建設地は、市内の山下町城南にある、移転を予定している「西尾公園テニスコート」跡地および「西尾公園の一部(テニスコートに隣接する部分)」。
西尾市生涯学習課【公式】西尾市生涯学習センター(仮称)設計者選定設計競技 実施要領 動画配信(3)建設地(2023/01/17)
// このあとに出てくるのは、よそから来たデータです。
PR #2578, opened 2025-09-03
add UserSpeakingFrame and UserStartedSpeakingFrame/UserStopeedSpeakingFrame updates

aconchillo:

In this PR we make a couple of changes:
- Push UserStartedSpeakingFrame and UserStoppedSpeaking frame upstream.
- Add a new UserSpeakingFrame, similar to BotSpeakingFrame that is pushed upstream and downstream while the user is speaking.
-


markbackman (approved):
Nice improvement! 👏

PR #2583, opened 2025-09-04
fix: openai image generator now initiates URLImageRawFrame with correct order of arguments

sassanh:

The OpenAI image generator was initiating `URLImageRawFrame` with the wrong order of arguments, `image_url` should be last argument if it is initiating it with positional arguments (inherited dataclasses, list their properties after the inherited class in the `__init__` function.)

I made it use keyword arguments to be safer.

If we have a typechecking task using pyright for example in the CI/CD, it should help to prevent similar issues.


aconchillo:
Thank you!

PR #4201, opened 2026-03-30
Fix WebsocketService infinite reconnection loop

markbackman:
## Summary

- Fixed `WebsocketService` infinite reconnection loop when a server accepts the WebSocket handshake but immediately closes the connection (e.g. invalid API key, close code 1008). The existing exponential backoff only handles handshake failures -- it cannot detect that a connection keeps dying immediately after being established.
- Added quick failure detection: tracks how long each connection survives and stops retrying after 3 consecutive connections that die within 5 seconds of being established.
- Changed all `WebsocketService` reconnection errors from fatal to non-fatal, allowing application-level failover (e.g. `ServiceSwitcher`) instead of killing the pipeline.

## Testing

```bash
uv run pytest tests/test_websocket_service.py -v
```

## Fixes

- Fixes:
  - #1006
  - #3711

### DIFF
--- a/changelog/4201.changed.md
+++ b/changelog/4201.changed.md
@@ -1,0 +1,1 @@
+- `WebsocketService` reconnection errors are now non-fatal. When a websocket service exhausts its reconnection attempts (either via exponential backoff or quick failure detection), it emits a non-fatal `ErrorFrame` instead of a fatal one. This allows application-level failover (e.g. `ServiceSwitcher`) to handle the failure instead of killing the entire pipeline.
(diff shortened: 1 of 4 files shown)


smokyabdulrahman (approved):

smokyabdulrahman:
We would appreciate having this fix in the next release 🙏
Anyway we could help?

markbackman:
Yes, for sure. This will be reviewed.

filipi87 (approved):
The changes look good. Nice improvement to the websocket service. 

I will merge so we can have a couple of days to bake it before the next release.

PR #4209, opened 2026-03-31
Change GrokLLMService default model to grok-3

markbackman:
## Summary
- Updates the default model for `GrokLLMService` from `grok-3-beta` to `grok-3` now that the model is generally available

## Test plan
- [x] Verify `GrokLLMService()` uses `grok-3` as the default model
- [x] Verify explicit model override still works via `settings` parameter


markbackman:
There are grok-4 models, but they're too slow for real-time use cases.

filipi87 (approved):
LGTM!

PR #4211, opened 2026-03-31
Introduce WebsocketLLMService and refactor OpenAIResponsesLLMService …

kompfner:
…to use it

Add WebsocketLLMService as a base class for WebSocket-based LLM services, parallel to WebsocketTTSService/WebsocketSTTService but codifying a transactional request-response model rather than a continuous background receive loop.

WebsocketLLMService provides:
- Connection lifecycle (start/stop/cancel → connect/disconnect)
- _ws_send/_ws_recv with transparent ConnectionClosed handling (auto-reconnect via exponential backoff → WebsocketReconnectedError)
- _ensure_connected with retry via _try_reconnect

OpenAIResponsesLLMService now inherits from WebsocketLLMService, removing duplicated connection management code (_connect, _disconnect, _reconnect, _ensure_connected, _ws_send, start, stop, cancel) and simplifying _process_context from a loop with attempt tracking to a flat try/except with a single retry.

---

This is a follow-up to #4141, [suggested](https://github.com/pipecat-ai/pipecat/pull/4141#discussion_r3009736631) by @filipi87

### DIFF
--- a/src/pipecat/services/llm_service.py
+++ b/src/pipecat/services/llm_service.py
@@ -1051,6 +1051,7 @@ class WebsocketLLMService(LLMService, WebsocketService):
         """
         LLMService.__init__(self, **kwargs)
         WebsocketService.__init__(self, reconnect_on_error=reconnect_on_error, **kwargs)
+        self._register_event_handler("on_connection_error")
 
     # -- lifecycle ------------------------------------------------------------
 
--- a/src/pipecat/services/llm_service.py
+++ b/src/pipecat/services/llm_service.py
@@ -1012,8 +1012,13 @@ class WebsocketLLMService(LLMService, WebsocketService):
 
     Provides connection lifecycle management (connect on start, disconnect
     on stop/cancel), automatic reconnection with exponential backoff, and
-    helpers for the per-inference exchange (``_ws_send``, ``_ws_recv``,
-    ``_ensure_connected``).
+    three helpers for running each inference:
+
+    1. ``_ensure_connected()`` — verify the websocket is alive, reconnect
+       with exponential backoff if not.
+    2. ``_ws_send(message)`` — send the inference request as JSON.
+    3. ``_ws_recv()`` — receive and parse response events one at a time
+       until the caller sees a terminal event.
 
     ``_ws_send`` and ``_ws_recv`` catch ``ConnectionClosed`` transparently,
     auto-reconnect via ``_try_reconnect``, and raise
--- a/src/pipecat/services/llm_service.py
+++ b/src/pipecat/services/llm_service.py
@@ -994,31 +994,31 @@ class WebsocketReconnectedError(Exception):
     """Raised by ``_ws_send``/``_ws_recv`` after a transparent reconnection.
 
     Signals that the WebSocket connection was lost and automatically
-    re-established.  Callers should treat this as a prompt to restart
-    the current transaction — any connection-local state on the server
-    (e.g. cached responses) is gone.
+    re-established.  The current inference should be restarted — any
+    connection-local state on the server (e.g. cached responses) is gone.
     """
 
     pass
 
 
 class WebsocketLLMService(LLMService, WebsocketService):
-    """Base class for websocket-based LLM services using a transactional model.
+    """Base class for websocket-based LLM services.
 
+    Each inference is a self-contained exchange: send a request, receive
+    events inline until a terminal event, then move on to the next.
     Unlike ``WebsocketTTSService`` / ``WebsocketSTTService`` which run a
-    continuous background receive loop (``_receive_task_handler``), LLM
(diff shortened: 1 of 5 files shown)


kompfner:
Still doing some final testing but wanted to get this open for review.

kompfner (commented):
## Code review

Found 2 issues. Checked for bugs and CLAUDE.md compliance.

src/pipecat/services/openai/responses/llm.py
```diff
@@ -711,9 +655,9 @@ async def _drain_cancelled_response(self):
                     )
                     self._clear_cancellation_state()
                     return
-        except (asyncio.TimeoutError, ConnectionClosed) as e:
-            logger.warning(f"{self}: Error draining cancelled response: {e} — reconnecting")
-            await self._reconnect()
+        except (asyncio.TimeoutError, WebsocketReconnectedError, ConnectionClosed) as e:
```
kompfner, line 662: **Bug:** `_drain_cancelled_response` can crash with `AttributeError` when `self._websocket` is `None`, causing the service to become permanently broken.

**Scenario:** `CancelledError` during inference → `_ws_send` of `response.cancel` hits a dead connection → reconnection fails → `_disconnect_websocket` clears `_needs_drain` but then `process_frame` sets `_needs_drain = True` again → next `_process_context` enters `_drain_cancelled_response` with `self._websocket = None` → line 628 (`self._websocket.recv()`) raises `AttributeError`.

Since this `except` clause doesn't catch `AttributeError`, it propagates without clearing `_needs_drain`, so every subsequent `_process_context` call hits the same error.

**Fix:** Add a guard at the top of the method body (after the docstring):

```python
if not self._websocket:
    self._clear_cancellation_state()
    return
```

src/pipecat/services/llm_service.py
```diff
@@ -978,3 +983,189 @@ async def _cancel_function_call(self, function_name: Optional[str]):
...
+
+    def __init__(self, *, reconnect_on_error: bool = True, **kwargs):
+        """Initialize the Websocket LLM service.
+
+        Args:
+            reconnect_on_error: Whether to automatically reconnect on websocket errors.
+            **kwargs: Additional arguments passed to parent classes.
+        """
+        LLMService.__init__(self, **kwargs)
+        WebsocketService.__init__(self, reconnect_on_error=reconnect_on_error, **kwargs)
```
kompfner, line 1053: **Bug:** `on_connection_error` event handler is documented but never registered.

`_report_error` calls `self._call_event_handler("on_connection_error", ...)`, but `_register_event_handler("on_connection_error")` is never called in `__init__`. Without registration, users who try `@llm.event_handler("on_connection_error")` will get a warning and their handler will be silently ignored.

The analogous `STTService` and `TTSService` both register this handler in their `__init__` methods ([stt_service.py L168](https://github.com/pipecat-ai/pipecat/blob/f2b3f8766127f075287299f9923694877b2f8daa/src/pipecat/services/stt_service.py#L167-L169), [tts_service.py L372](https://github.com/pipecat-ai/pipecat/blob/f2b3f8766127f075287299f9923694877b2f8daa/src/pipecat/services/tts_service.py#L371-L373)).

```suggestion
        LLMService.__init__(self, **kwargs)
        WebsocketService.__init__(self, reconnect_on_error=reconnect_on_error, **kwargs)
        self._register_event_handler("on_connection_error")
```

kompfner:
Note: I discovered that example 55zi doesn't work. In that example, we change the value of "temperature" on the fly. It appears that maybe "temperature" is not a supported parameter for the API.

kompfner:
> Note: I discovered that example 55zi doesn't work. In that example, we change the value of "temperature" on the fly. It appears that maybe "temperature" is not a supported parameter for the API.

Ah. It's an open bug in the OpenAI Python library: https://github.com/openai/openai-python/issues/2919.

Made a change to 55zi which documents the bug.

src/pipecat/services/openai/responses/llm.py
```diff
@@ -796,60 +750,61 @@ async def _process_context(self, context: LLMContext):
...
-                    return
+        async def send_and_receive(params: dict):
+            await self._ensure_connected()
+            await self.start_ttfb_metrics()
+            await self._ws_send({"type": "response.create", **params})
+            await self._receive_response_events(context, full_input)
+
+        async def cleanup():
+            self._clear_previous_response_state()
+            await self.stop_ttfb_metrics()
```
filipi87, line 769: I am just wondering whether these methods should stay in `_process_context` or belong to the class instead. 

Up to you, I don’t have strong opinion on this.

filipi87 (approved):
I think providing different behavior for the websocket LLM service makes sense for now, since, like you said, OpenAI is the only one using it.

LGTM! Thank you for doing this. 🚀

建設地:愛知県西尾市山下町城南23番地(Google Map)
敷地面積:8,354.81m²
延床面積上限:2,600m²程度(建築面積:2,900m²)
※外構部で駐車場と公園(2,5000m²程度)の整備を計画
施設コンセプト:「共生社会実現のために全世代の市民が集う多様な学び・交流の場」
基本方針:
1.多様な個人が共存可能となる「心の安らぎ」を感じられる場のデザイン
2.歴史文化及び自然環境と調和する建築・ランドスケープのデザイン
3.維持管理・運営がしやすく持続可能性に配慮した施設のデザイン
選定委員会:
審査委員長:千葉 学(建築家、東京大学大学院 工学系研究科教授)
審査委員:伊藤恭行(建築家、名古屋市立大学大学院 芸術工学研究科教授)、小野田泰明(建築計画者、東北大学大学院 工学研究科教授)、加茂紀和子(建築家、名古屋工業大学大学院工学科教授)、手塚由比(建築家、手塚建築研究所)
選定点数:
最優秀案(1点)
優秀案(1点):謝金(予定)30万円
佳作(3点程度):謝金(予定)各30万円
スケジュール(以下は予定、変更の場合は西尾市ウェブサイト等にて発表あり):
令和5年(2023年)1月23日 (月):実施要領公表
同年2月1日(水)〜2月28日 (火):応募希望者からの質問受付期間
同年2月27日(月):応募希望者に対する建設地視察会(2月20日までに要申込)
同年3月1日(水)〜3月13日(月):本コンペ登録期間
同年3月22日(水)〜4月10日(月):登録者からの質問受付期間
同年5月8日(月)〜5月12日(金):1次審査用提案図書等の提出期間 ※期日必着
同年5月15日(月 〜5月19日(金):事務局による書類確認期間
同年6月中旬:1次審査(非公開)で5案程度を選出
同年6月23日(金):2次審査に進む登録者に1次審査結果など諸事通知
同年8月31日(木):2次審査用提案図書等(A1パネル、模型など)の提出期限 ※期日必着
同年9月9日(土):2次審査 ※ファイナリストによるプレゼンテーションと審査委員会によるヒアリングを公開で行う(注.選定委員会での審査は非公開)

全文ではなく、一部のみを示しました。